_Stored data entries_
PR #7525, opened 2025-12-10
Improve AddTx in list for sender

danielradu10:
- At the moment, when we insert a new transaction in pool, we also have to insert the transaction in the list for sender. Currently, the list of transactions for a specific sender is a doubly linked list. This means that for finding the insertion place of a new txs, we have to iterate over the list. In the worst scenario, this might not be the best solution.

**This PR introduces a new data structure, a Red Black Tree (a balanced BST) which allows us finding the insertion place of a new element in O(log n).**
  
## Proposed changes
- added transactions red black tree
- make use of the tree
- unit tests, benchmarks

## Pre-requisites


txcache/transactionsRedBlackTree.go
```diff
@@ -0,0 +1,103 @@
...
+		return nil, err
+	}
+
+	node, found := trb.tree.Floor(e)
+	if found {
+		// our new element should be placed after this one
+		return (node.Key).(*list.Element), nil
+	}
+
+	return nil, nil
```
sasurobert, line 97: return nil, nil should not happen.

txcache/txListForSender.go
```diff
@@ -44,9 +45,11 @@ func (listForSender *txListForSender) AddTx(tx *WrappedTransaction, tracker *sel
 	}
 
 	if insertionPlace == nil {
-		listForSender.items.PushFront(tx)
+		element := listForSender.items.PushFront(tx)
```
sasurobert, line 48: I get this is how it was used, but returning nil, nil from findInsertionPlace is a bad design, you could return and extra bool, and solve with that.

sstanculeanu:
Different approach implemented on #7613

PR #7527, opened 2025-12-10
implemented direct sent transactions cache

sstanculeanu:
- some transactions might come from direct send, which means they will not be available on all nodes
  
## Proposed changes
- store the transactions received via direct send in a new cache
- when proposing a header, if there are some porposed transactions received via direct send, broadcast them on the network

## Testing procedure
- with feat branch + specific binary to allow direct send

## Pre-requisites


consensus/spos/bls/v2/subroundBlock.go
```diff
@@ -323,12 +325,38 @@ func (sr *subroundBlock) sendBlockHeader(
...
 	headerOutput, err := common.PrettifyStruct(headerHandler)
 	if err == nil {
-		log.Debug("Proposed header sent", "header", headerOutput)
+		log.Debug("proposed header sent", "header", headerOutput)
 	}
 
 	return true
 }
 
+func (sr *subroundBlock) sendDirectSentTransactions(
```
sasurobert, line 345: do we need this kind of feature ? The answer is probably yes, as this open up possibilities of private pools, and different mechanics for that. 

I wonder whether there is a moment, earlier than this, in which the broadcasting can happen.

process/interceptors/processor/txInterceptorProcessor.go
```diff
@@ -46,7 +53,7 @@ func (txip *TxInterceptorProcessor) Validate(data process.InterceptedData, _ cor
 }
 
 // Save will save the received data into the cacher
-func (txip *TxInterceptorProcessor) Save(data process.InterceptedData, peerOriginator core.PeerID, _ string) (bool, error) {
+func (txip *TxInterceptorProcessor) Save(data process.InterceptedData, peerOriginator core.PeerID, _ string, broadcastMethod p2p.BroadcastMethod) (bool, error) {
```
sasurobert, line 56: can't you find some better method on doing this. Like having broadcast method pushed on interceptor.save does not look good. 

Also, we have peerOriginator which is used only for printing out the trace.

sstanculeanu: on this interceptor, yes, peerOriginator is only for print.. but it is useful for heartbeat related messages

indeed, having the broadcast method on Save seems odd, but only on Save we know that the intercepted data is valid

consensus/spos/bls/v2/subroundBlock.go
sstanculeanu: yes, this should cover the private pools scenario

we decided to broadcast these transactions on the leader, with the proposed header.. not sure when can be done earlier

AdoAdoAdo (dismissed):

sasurobert (dismissed):

sasurobert (approved):

AdoAdoAdo (approved):

PR #7531, opened 2025-12-11
add shard trigger v3

ssd04:
- Add shard trigger registry v3 

## Testing procedure
- System tests with restarts

## Pre-requisites

### DIFF
--- a/epochStart/shardchain/triggerRegistry.go
+++ b/epochStart/shardchain/triggerRegistry.go
@@ -46,7 +46,12 @@ func (t *trigger) LoadState(key []byte) error {
 
 // UnmarshalTrigger unmarshalls the trigger
 func UnmarshalTrigger(marshaller marshal.Marshalizer, data []byte) (data.TriggerRegistryHandler, error) {
-	trig, err := unmarshalTriggerV2(marshaller, data)
+	trig, err := unmarshalTriggerV3(marshaller, data)
+	if err == nil {
+		return trig, nil
+	}
+
+	trig, err = unmarshalTriggerV2(marshaller, data)
 	if err == nil {
 		return trig, nil
 	}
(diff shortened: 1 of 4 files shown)


epochStart/shardchain/triggerRegistry.go
```diff
@@ -46,7 +46,12 @@ func (t *trigger) LoadState(key []byte) error {
 
 // UnmarshalTrigger unmarshalls the trigger
 func UnmarshalTrigger(marshaller marshal.Marshalizer, data []byte) (data.TriggerRegistryHandler, error) {
```
mariusmihaic, line 48: Perhaps add a unit test for backwards compatibility ?

AdoAdoAdo (dismissed):

epochStart/shardchain/triggerRegistry_test.go
```diff
@@ -135,30 +136,167 @@ func TestTrigger_LoadStateBackwardsCompatibility(t *testing.T) {
...
+
+		err = epochStartTrigger2.LoadState(key)
+		require.Nil(t, err)
+		require.Equal(t, epochStartTrigger1, epochStartTrigger2)
+	})
+
+	t.Run("header v1", func(t *testing.T) {
+		t.Parallel()
+
+		marshaller := &marshal.GogoProtoMarshalizer{}
```
mariusmihaic: I think you can move this in `createMockShardEpochStartTriggerArguments`

epochStart/shardchain/triggerRegistry_test.go
```diff
@@ -135,30 +136,167 @@ func TestTrigger_LoadStateBackwardsCompatibility(t *testing.T) {
...
+
+		err = bootStorer.Put(trigInternalKey, d)
+		require.Nil(t, err)
+
+		err = epochStartTrigger2.LoadState(key)
+		require.Nil(t, err)
+		require.Equal(t, epochStartTrigger1, epochStartTrigger2)
+	})
+
+	t.Run("header v1", func(t *testing.T) {
```
mariusmihaic, line 167: I'm personally not a big fan of this much duplicated code.
You could've made a base test func with interfaces for Header + trigger and pass actual pointers to v1,v2,v3

epochStart/shardchain/triggerRegistry_test.go
ssd04: right, it was already proto there

epochStart/shardchain/triggerRegistry_test.go
ssd04: removed some of the duplicated code; i prefer it like this, to have it stated explicitly (even if there is some duplicated code in test) not to have too many abstractions in tests, especially for the later changes.
For example, for this tests, it took me quite a while to figure out the issue due to the createDummy trigger and cloneTrigger funcs which are used only in tests

AdoAdoAdo (approved):

epochStart/shardchain/triggerRegistry_test.go
mariusmihaic: It is still 99% copy-pasted code with just a different struct init ...
Can be left as it is

mariusmihaic (approved):

PR #7540, opened 2025-12-12
Supernova TxPool: Fixed removing blocks on selection

danielradu10:
- At the moment, on selection **we remove all blocks with nonce greater than the given one.** The current parameter on selection is the nonce of the block **on which** the selection is built. However, it should be the nonce of the block **for which** the selection is built, which means that **we have to remove all blocks with nonce greater or equal with the given nonce.**
  
## Proposed changes
- fixed removing, fixed unit tests, integration tests, comments

## Pre-requisites

### DIFF
--- a/txcache/selectionTracker.go
+++ b/txcache/selectionTracker.go
@@ -414,7 +414,7 @@ func (st *selectionTracker) deriveVirtualSelectionSession(
 	defer st.mutTracker.Unlock()
 
 	if !shouldRemoveTrackedBlocks {
-		err := st.removeBlocksAboveNonceNoLock(nonce)
+		err := st.removeBlocksAboveOrEqualToNonceNoLock(nonce)
 		if err != nil {
 			return nil, err
 		}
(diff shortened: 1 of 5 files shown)


txcache/selectionTracker.go
```diff
@@ -448,11 +449,11 @@ func (st *selectionTracker) deriveVirtualSelectionSession(
 	return computer.createVirtualSelectionSession(globalAccountsBreadcrumbs)
 }
 
-// removeBlocksAboveNonceNoLock removes blocks with nonce higher than the given nonce.
+// removeBlocksAboveNonceNoLock removes blocks with nonce higher or equal than the given nonce.
 // The removeBlocksAboveNonceNoLock is used on the deriveVirtualSelectionSession flow.
 func (st *selectionTracker) removeBlocksAboveNonceNoLock(nonce uint64) error {
 	for blockHash, tb := range st.blocks {
-		if tb.hasHigherNonce(nonce) {
+		if tb.hasSameNonceOrHigherThanGivenNonce(nonce) {
```
AdoAdoAdo, line 456: the name of the parent method is misleading, the method is called removeBlocksAboveNonceNoLock, but here you are trying to remove also the nonce, not only above it.

danielradu10: fixed

AdoAdoAdo (approved):

PR #7556, opened 2025-12-16
Late broadcast header and proof

miiu96:
- Late broadcast header and proof --> shards have to include the meta header in the next round not in the same round ( similar behavior how the real chain works)

## Pre-requisites

### DIFF
--- a/node/chainSimulator/chainSimulator.go
+++ b/node/chainSimulator/chainSimulator.go
@@ -394,13 +394,33 @@ func (s *simulator) ForceChangeOfEpoch() error {
 }
 
 func (s *simulator) allNodesCreateBlocks() error {
+	headers := make(map[uint32]*dtos.BroadcastData, len(s.handlers))
 	for _, node := range s.handlers {
 		// TODO MX-15150 remove this when we remove all goroutines
 		time.Sleep(2 * time.Millisecond)
 
-		err := node.CreateNewBlock()
+		pair, err := node.CreateNewBlock()
 		if err != nil {
 			return err
+		}
+		if pair == nil {
+			continue
+		}
+
+		headers[pair.Header.GetShardID()] = pair
+	}
+
+	for shardID, pair := range headers {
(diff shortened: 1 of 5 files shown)


node/chainSimulator/process/processor.go
```diff
@@ -202,65 +203,58 @@ func (creator *blocksCreator) CreateNewBlock() error {
...
-
 	err = messenger.BroadcastMiniBlocks(miniBlocks, leader.PubKey())
 	if err != nil {
-		return err
+		return nil, err
 	}
 
-	return messenger.BroadcastTransactions(transactions, leader.PubKey())
+	err = messenger.BroadcastTransactions(transactions, leader.PubKey())
+	return &dtos.BroadcastData{
```
raduchis, line 245: some broadcasts happended before this. the order of broadcasts changed, is it ok?

node/chainSimulator/chainSimulator.go
```diff
@@ -394,14 +394,34 @@ func (s *simulator) ForceChangeOfEpoch() error {
...
+			continue
+		}
+
+		headers[pair.Header.GetShardID()] = pair
+	}
+
+	for shardID, pair := range headers {
+		err := s.nodes[shardID].GetBroadcastMessenger().BroadcastHeader(pair.Header, pair.LeaderKey)
+		if err != nil {
+			return err
```
raduchis, line 418: before, if one shard errored, the next would be broadcasted.

node/chainSimulator/process/processor.go
miiu96: Yes, now the header and proof is broadcasted after all the shard creates blocks

node/chainSimulator/chainSimulator.go
miiu96: in case of an error we return, we should not have error here.

raduchis (approved):

axenteoctavian (approved):

PR #7574, opened 2025-12-18
Update root hash  chain simulator

miiu96:
- Fixes

## Pre-requisites

### DIFF
--- a/node/chainSimulator/process/processor.go
+++ b/node/chainSimulator/process/processor.go
@@ -79,9 +79,7 @@ func (creator *blocksCreator) createBlock(header data.HeaderHandler) (data.Heade
 }
 
 func (creator *blocksCreator) updateHeader(header data.HeaderHandler) error {
-	if check.IfNil(header) ||
-		check.IfNil(header.GetLastExecutionResultHandler()) ||
-		len(header.GetExecutionResultsHandlers()) == 0 {
+	if check.IfNil(header) || len(header.GetExecutionResultsHandlers()) == 0 {
 		return nil
 	}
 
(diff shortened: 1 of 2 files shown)


node/chainSimulator/process/processor.go
```diff
@@ -62,16 +62,51 @@ func (creator *blocksCreator) createHeaderBasedOnRound(round uint64, nonce uint6
...
+	rootHash, err := creator.nodeHandler.GetStateComponents().AccountsAdapter().RootHash()
+	if err != nil {
+		return err
+	}
+
+	switch h := header.(type) {
+	case *dataBlock.HeaderV3:
+		if check.IfNil(h) || h.LastExecutionResult == nil {
+			return nil
+		}
```
axenteoctavian: - maybe check header is nil first thing in the function
- and maybe return some error because header should have execution results for header v3
```suggestion
		if h.LastExecutionResult == nil || len(h.ExecutionResults) == 0 {
			return SOME_ERROR
		}
```

node/chainSimulator/process/processor.go
```diff
@@ -63,16 +63,51 @@ func (creator *blocksCreator) createHeaderBasedOnRound(round uint64, nonce uint6
...
+		if len(h.ExecutionResults) > 0 {
+			h.ExecutionResults[len(h.ExecutionResults)-1].BaseExecutionResult.RootHash = rootHash
+			h.LastExecutionResult.ExecutionResult.RootHash = rootHash
+		}
+
+	case *dataBlock.MetaBlockV3:
+		if check.IfNil(h) || h.LastExecutionResult == nil {
+			return nil
```
raduchis: also here return error because you entered from a check with header.IsHeaderV3()

raduchis (changes requested):

node/chainSimulator/process/processor.go
miiu96: refactored

node/chainSimulator/process/processor.go
miiu96: refactored

raduchis (approved):

PR #7579, opened 2025-12-22
Fixes synchronized state

AdoAdoAdo:
- 
- 
- 
  
## Proposed changes
- 
- 
- 

## Testing procedure
- 
- 
- 

## Pre-requisites


ssd04 (dismissed):

process/sync/baseSync.go
```diff
@@ -1160,6 +1131,58 @@ func (boot *baseBootstrap) prepareForSyncIfNeeded(syncingNonce uint64) error {
...
+	err = txPool.OnExecutedBlock(lastNotarizedExecutedHeader, rootHash)
+	if err != nil {
+		txPool.ResetTracker()
+		return 0, err
+	}
+
+	lastExecutionResultNonce := lastNotarizedExecutedHeader.GetNonce()
+
+	// in case there is a more recent execution result available, use it
+	lastExecutionResult := boot.chainHandler.GetLastExecutionResult()
```
sstanculeanu, line 1176: is there any chance that this happens right before we call txPool.OnExecutedBlock on L1167? would that be an ambiguous case where tx pool has last executed different than what this method returns?

sasurobert (dismissed):

process/sync/baseSync.go
AdoAdoAdo: I don't think that can happen.

The onExecute needs to be done with the latest notarized execution result not with the last available execution result. The last notarized execution result cannot change for the node if the node is not committing a new block that has passed consensus, either on the consensus flow, or on the sync flow. 

This here is preceding the sync flow.

process/missingData/missingDataResolver.go
```diff
@@ -219,15 +222,34 @@ func (r *Resolver) WaitForMissingData(timeout time.Duration) error {
 		return haveTime
 	}
 
+	err := r.blockDataRequester.IsDataPreparedForProcessing(stepHaveTime(checkMissingDataStep))
```
sasurobert, line 225: i do not think you need this line. Inside the for, it would be enough.

sstanculeanu (approved):

ssd04 (approved):

sasurobert (approved):

PR #7581, opened 2025-12-23
Fix multiple headers not being referenced

sstanculeanu:
- when some pending mini blocks from a different meta were added into the proposal, after selecting the outgoing transactions, the second meta header was not referenced on the proposal
  
## Proposed changes
- save more pending mini blocks and reference all new meta headers where needed

## Testing procedure
- with feat branch

## Pre-requisites


process/block/gasConsumption.go
```diff
@@ -125,6 +126,19 @@ func (gc *gasConsumption) AddIncomingMiniBlocks(
 			for _, mb := range miniBlocks[i:] {
 				hashStr := string(mb.GetHash())
 				gc.transactionsForPendingMiniBlocks[hashStr] = transactions[hashStr]
+
+				transactionsForMB, found := transactions[string(mb.GetHash())]
```
AdoAdoAdo: can you merge this line and L128?

both appear to be reading the same transactions

e.g do the gc.transactionsForPendingMiniBlocks[hashStr] = transactionsForMB after the !found check?
or do we need to set nil explicitly in the map?

process/block/gasConsumption.go
```diff
@@ -292,6 +308,13 @@ func (gc *gasConsumption) addPendingIncomingMiniBlocks() ([]data.MiniBlockHeader
 
 		addedMiniBlocks = append(addedMiniBlocks, mb)
 		lastIndexAdded = i
+
+		gasConsumedByIncomingAfter := gc.totalGasConsumed[incoming]
+		gasConsumedByMiniBlock := gasConsumedByIncomingAfter - gasConsumedByIncomingBefore
+		if gasConsumedByMiniBlock < gc.totalGasConsumed[pending] {
```
AdoAdoAdo: for the last pending miniblock I think this condition would be equal.

this relates to the comment below

// should never be false

but for the last one, it will be false.

maybe the conditon should be  `<=` gc.totalGasConsumed[pending]

process/block/gasConsumption.go
```diff
@@ -125,6 +126,19 @@ func (gc *gasConsumption) AddIncomingMiniBlocks(
...
+
+				transactionsForMB, found := transactions[string(mb.GetHash())]
+				if !found {
+					log.Warn("could not find transaction for pending mini block", "hash", mb.GetHash())
+					continue
+				}
+				gasConsumedByPendingMb, errCheckPending := gc.checkGasConsumedByMiniBlock(mb, transactionsForMB)
+				if errCheckPending != nil {
+					log.Warn("failed to check gas consumed by pending mini block", "hash", mb.GetHash(), "error", errCheckPending)
+					continue
```
AdoAdoAdo: I think it should break instead of continuing, as that means that it can create miniblock gaps when there's a problem, which would not be ok. 

Same with the above continue, I think it should break there as well, as we don't want to create gaps.

Or even better returning error instead of breaking, as we rely now on the computed pending miniblocks consumed gas in the next steps.

process/block/shardblockProposal.go
```diff
@@ -585,26 +607,51 @@ func (sp *shardProcessor) createProposalMiniBlocks(
...
+		extraHeadersReferenced[string(headerHash)] = header
+	}
+
+	err := sp.miniBlocksSelectionSession.AddMiniBlocksAndHashes(extraMiniBlocksAdded)
+	if err != nil {
+		return err
+	}
+
+	for referencedHash, referencedHeader := range extraHeadersReferenced {
+		sp.miniBlocksSelectionSession.AddReferencedHeader(referencedHeader, []byte(referencedHash))
```
AdoAdoAdo: the miniblockSelectionSession assumes the referenced headers are added in order, and here you are iterating over a map which does not ensure a specific iteration order.

Can you ensure that the AddReferencedHeader is called in the order of referencing the metablocks? maybe adding the reference into the above loop?

process/block/gasConsumption.go
```diff
@@ -471,6 +494,32 @@ func (gc *gasConsumption) TotalGasConsumedInShard(shard uint32) uint64 {
...
+	}
+
+	maxGasLimitPerBlock := gc.maxGasLimitPerBlock(incoming, gc.shardCoordinator.SelfId())
+	if maxGasLimitPerBlock <= totalGasConsumed {
+		return false
+	}
+
+	gasLeft := maxGasLimitPerBlock - totalGasConsumed
+	maxGasLimitPerMiniBlock := gc.maxGasLimitPerMiniBlock(gc.shardCoordinator.SelfId())
+	return totalGasToBeConsumedByPending+maxGasLimitPerMiniBlock < gasLeft
```
AdoAdoAdo: why do we add the maxGasLimitPerMiniBlock to the total gas to be consumed by pending?

process/block/shardblockProposal.go
```diff
@@ -585,26 +607,51 @@ func (sp *shardProcessor) createProposalMiniBlocks(
...
+	}
+
+	return nil
+}
+
+func getIndexOfPendingMiniBlock(
```
AdoAdoAdo: this is called getIndexOfPending.... but it is not getting any index right?

process/block/gasConsumption.go
sstanculeanu: updated, missed it

process/block/gasConsumption.go
sstanculeanu: right, updated

process/block/gasConsumption.go
sstanculeanu: updated

process/block/gasConsumption.go
sstanculeanu: this method checks if there is space for one more mini block left in the block.. checking against the max gas limit, as it does not receive a specific mini block to know how much it would consume

process/block/shardblockProposal.go
sstanculeanu: renamed

process/block/shardblockProposal.go
```diff
@@ -530,22 +538,36 @@ func (sp *shardProcessor) selectIncomingMiniBlocks(
 			return nil, errCreated
 		}
 
-		pendingMiniBlocks = append(pendingMiniBlocks, createIncomingMbsResult.PendingMiniBlocks...)
+		pendingMiniBlocks = append(pendingMiniBlocks, &pendingMiniBlocksAfterSelection{
+			headerHash:                 currentMetaBlockHash,
+			header:                     currentMetaBlock,
+			pendingMiniBlocksAndHashes: createIncomingMbsResult.PendingMiniBlocks,
+		})
```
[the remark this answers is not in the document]
sstanculeanu: should be ok

process/block/shardblockProposal.go
sstanculeanu: updated as suggested

process/block/gasConsumption.go
AdoAdoAdo: but the miniblock does not necessarily need to be of max size, it can be of any size below the maximum size.

sstanculeanu: removed it

AdoAdoAdo (approved):

ssd04 (approved):

PR #7622, opened 2026-01-16
Enable epochs metrics v2

sstanculeanu:
- new enable epochs are often forgotten to be added as metrics
  
## Proposed changes
- added an automatic mechanism to return all of them

## Testing procedure
- check network/enable-epochs-v2 endpoint matches everything from enableEpochs.toml

## Pre-requisites


api/groups/networkGroup.go
```diff
@@ -22,6 +22,7 @@ const (
 	getStatusPath          = "/status"
 	economicsPath          = "/economics"
 	enableEpochsPath       = "/enable-epochs"
+	enableEpochsV2Path     = "/enable-epochs-v2"
```
ssd04, line 25: :+1:

api/groups/networkGroup.go
```diff
@@ -210,6 +216,20 @@ func (ng *networkGroup) getEnableEpochs(c *gin.Context) {
...
 }
 
+// getEnableEpochsV2 returns all enable epoch flags with their activation epochs
+func (ng *networkGroup) getEnableEpochsV2(c *gin.Context) {
+	enableEpochsMetrics := ng.getFacade().StatusMetrics().EnableEpochsMetricsV2()
+
+	c.JSON(
+		http.StatusOK,
+		shared.GenericAPIResponse{
+			Data:  gin.H{"enableEpochs": enableEpochsMetrics},
```
ssd04, line 226: maybe "enableEpochsV2"? this part will be returned in the output?

common/enablers/enableEpochsHandler.go
```diff
@@ -52,818 +53,954 @@ func (handler *enableEpochsHandler) createAllFlagsMap() {
 			isActiveInEpoch: func(epoch uint32) bool {
 				return epoch >= handler.enableEpochsConfig.SCDeployEnableEpoch
 			},
-			activationEpoch: handler.enableEpochsConfig.SCDeployEnableEpoch,
+			activationEpoch:     handler.enableEpochsConfig.SCDeployEnableEpoch,
+			activationEpochName: "SCDeployEnableEpoch",
```
ssd04, line 57: suggestion to consider removing `EnableEpoch` sufix from all metric names

api/groups/networkGroup.go
sstanculeanu: should be ok enableEpochs. yes, it is returned in the output, the main json field

common/enablers/enableEpochsHandler.go
sstanculeanu: the reason why I tried to keep it like this was to match 100% the toml file. also, some of them are DisableEpoch

ssd04 (approved):

common/enablers/enableEpochsHandler.go
```diff
@@ -18,8 +18,9 @@ var log = logger.GetOrCreate("common/enablers")
 type flagEnabledInEpoch = func(epoch uint32) bool
 
 type flagHandler struct {
-	isActiveInEpoch flagEnabledInEpoch
-	activationEpoch uint32
+	isActiveInEpoch     flagEnabledInEpoch
+	activationEpoch     uint32
+	activationEpochName string
```
mariusmihaic, line 23: [Not necessarily to be done in this PR, since I think it would require a big refactor]

Perhaps we couldn've made an `Activation Epoch` type that provides both `Value() uint32` and `Name() string` so we don't need to fill both this types everywhere

mariusmihaic (approved):

PR #707, opened 2022-08-19
Add get_adc_voltage()

Malaphor:


Firmware/communication/can/can_simple.hpp
```diff
@@ -62,6 +63,8 @@ class CANSimple {
     bool get_iq_callback(const Axis& axis);
     bool get_sensorless_estimates_callback(const Axis& axis);
     bool get_vbus_voltage_callback(const Axis& axis);
+    // msg.rtr bit must NOT be set
```
Wetmelon, line 66: What is this comment?

Malaphor: Usually when sending a message that requires a response you have to set the RTR bit but since I have to send along a gpio number I can't have the RTR bit set

Wetmelon (approved):

PR #709, opened 2022-09-06
Add controller error message

Wetmelon:
This message had a declaration but was apparently never defined.


madcowswe:
Thanks! Looks good in general. Did you test it?

Wetmelon:
Confirmed as working by @Malaphor
image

_EXERCISE_
Look over the entries for "Wetmelon", then copy every line that includes that string.

_RESULT OF THIS EXERCISE_
Wetmelon, line 66: What is this comment?
Wetmelon (approved):
Wetmelon:
Wetmelon:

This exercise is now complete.